▶ **TASK REQUIREMENTS**: Could you find every line in the entries below that holds the word "fixes" and copy it?

Saved data entries
- Opening Delimiter -

PR #1176, opened 2019-06-07
Client bug fixes

e5l:


ktor-utils/common/src/io/ktor/util/Lock.kt
```diff
@@ -6,14 +6,22 @@
...
-expect class Lock() {
+expect class Lock() : Closeable {
     fun lock()
     fun unlock()
 }
 
 @InternalAPI
-inline fun <R> Lock.use(block: () -> R): R {
+expect class ReadWriteLock() : Closeable {
+    fun readLock(): LockTicket
```
cy6erGn0m: These methods would be just fine, but Java's RWL has the same with different behaviour. So I'd prefer to name it differently to focus attention on the fact that it acquires the lock.

ktor-client/ktor-client-core/common/src/io/ktor/client/features/cookies/AcceptAllCookiesStorage.kt
```diff
@@ -18,16 +19,16 @@ class AcceptAllCookiesStorage : CookiesStorage {
     private val oldestCookie: AtomicLong = atomic(0L)
     private val mutex = Lock()
 
-    override suspend fun get(requestUrl: Url): List<Cookie> = mutex.use {
+    override suspend fun get(requestUrl: Url): List<Cookie> = mutex.useLocked {
```
cy6erGn0m: or, probably, `withLocked`

PR #1178, opened 2019-06-07
Several fixes and cleanup

cy6erGn0m:
- deprecations
- JVM shutdown hooks management for all server engines implementations
- custom challenge builder added to server auth providers 
- fixed internal utility function for new IR JS implementation (that breaks JS ABI)


cy6erGn0m:
Merged manually

PR #1179, opened 2019-06-09
Move Frame.Close.readReason() to common

Prototik:


cy6erGn0m:
Oh, binary compatibility is broken. What a shame. So, instead of removing the old function you need to replace it with the following:

```kotlin
@Deprecated("Binary compatibility", level = Deprecated.Level.HIDDEN)
fun Frame.Close.readReason(): CloseReason? = readReason()
```

Then, run the following:
./gradlew clean binary-compatibility-validator:jvmTest -Poverwrite.output=true

then review and commit changed validator's data

Prototik:
Some dark magic required here, but seems abi compatible now

cy6erGn0m:
Merged, thanks!

Issue #649, opened 2018-10-16
Should return 405 when route exists but not for given method instead of 404


sommd:
If you have a route, such as `/foo` with the `GET` method defined, but you make a request with another method, such as `POST`, then 404 is returned instead of [405 (Method Not Allowed)](https://developer.mozilla.org/en-US/docs/Web/HTTP/Status/405). 404 isn't really the correct status, since the resource (`/foo`) does exist, but only `GET` is supported, so 405 makes more sense. This is what most other frameworks return. If possible, it'd be nice if Ktor also generated the `Allow` header automatically.

cy6erGn0m:
Well, replying 405 will prevent other handlers/interceptors/features from handling requests since routing is just a feature. Need to think about it.

`Allow` is that for sure we need, we have PR #581 but still there are open questions about it

master-bytes-krafter:
Hello, we are also very interested by this automatic 405 feature, the workaround for now is quite clunky :(
Have you made any decisions yet ?
Regards

oleg-larshin:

- Closing Delimiter -

▶ **THE COMPLETED TASK**:
Client bug fixes
Several fixes and cleanup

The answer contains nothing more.